With the line containing "import org.junit.Assert;" as the starting point, output the remaining lines of the data exactly as they are, through the last.

================

PR #22553, opened 2021-08-22
Update developer_tools_2.md

Zufallszahl:

In the _Developer Tools 2_ lesson I added an option for people who primarily use Firefox. Chrome DevTools docs are great, but as someone who uses Firefox I had to figure out where some of the things described there were, because FF DevTools are slightly different.

It's not related to any open issues.


wise-king-sullyman:
After talking it over with the team we want to push students towards learning the dev tool basics with Chrome here at the moment.

Whether we want to keep the focus on Chrome long term or try and go in a more browser agnostic direction in the future is something we will need to discuss more; however, I will be closing this PR, as if we decide to do so that will require more extensive changes. 

Thank you for submitting this PR though! You've brought up a good point.

PR #1303, opened 2019-06-17
Listening on random port made possible with ListeningDICookie.create(-1)

JaroslavTulach:
It's possible to create a JPDA connection listener on a random port via standard API.


JaroslavTulach:
CCing @entlicher

JaroslavTulach:
Neil, would you be so kind and approve merging of this change into 11.1? It is not a bugfix in Apache NetBeans per se, but it is a bugfix for [IGV](https://www.graalvm.org/docs/graalvm-as-a-platform/implement-language/#igv) to remove a nasty reflection that workaround the missing API.

I am not convinced the change is compatible and should have no negative impact on stability of 11.1.

neilcsmith-net:
Fine with me, on your head be it.  I assume you didn't mean "I am not convinced"?! :smile:

PR #1305, opened 2019-06-17
Cleanup junit assert

BradWalker:
There are some deprecation warnings sent by using JUnit..

[repeat] /home/bwalker/netbeans-11.0/java/java.hints.test/src/org/netbeans/modules/java/hints/test/api/HintTest.java:57: warning: [deprecation] Assert in junit.framework has been deprecated

```
[repeat] import junit.framework.Assert;
[repeat] ^
[repeat] /home/bwalker/netbeans-11.0/java/java.hints.test/src/org/netbeans/modules/java/hints/test/api/HintTest.java:58: warning: [deprecation] Assert in junit.framework has been deprecated
[repeat] import static junit.framework.Assert.assertEquals;
[repeat] ^
[repeat] /home/bwalker/netbeans-11.0/java/java.hints.test/src/org/netbeans/modules/java/hints/test/api/HintTest.java:59: warning: [deprecation] Assert in junit.framework has been deprecated
```

These warning are because the JUnit class has changed. The method has stayed the same..

So changing from
import junit.framework.Assert;

to
import org.junit.Assert;

will fix all of these..


matthiasblaesing:
These changes break the unittests:
- TinyTest#testAssertEqualsForArrays
- TinyTest#testAssertEqualsForArraysWithMessages
The issue is, that you are changing test code that is supplied as a string. For these it is not enough, that they still compile.

BradWalker:
Since Matthias has found a problem, I'll close this and pick it up at a later date..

================

◆ Solution to this problem
import org.junit.Assert;

will fix all of these..


matthiasblaesing:
These changes break the unittests:
- TinyTest#testAssertEqualsForArrays
- TinyTest#testAssertEqualsForArraysWithMessages
The issue is, that you are changing test code that is supplied as a string. For these it is not enough, that they still compile.

BradWalker:
Since Matthias has found a problem, I'll close this and pick it up at a later date..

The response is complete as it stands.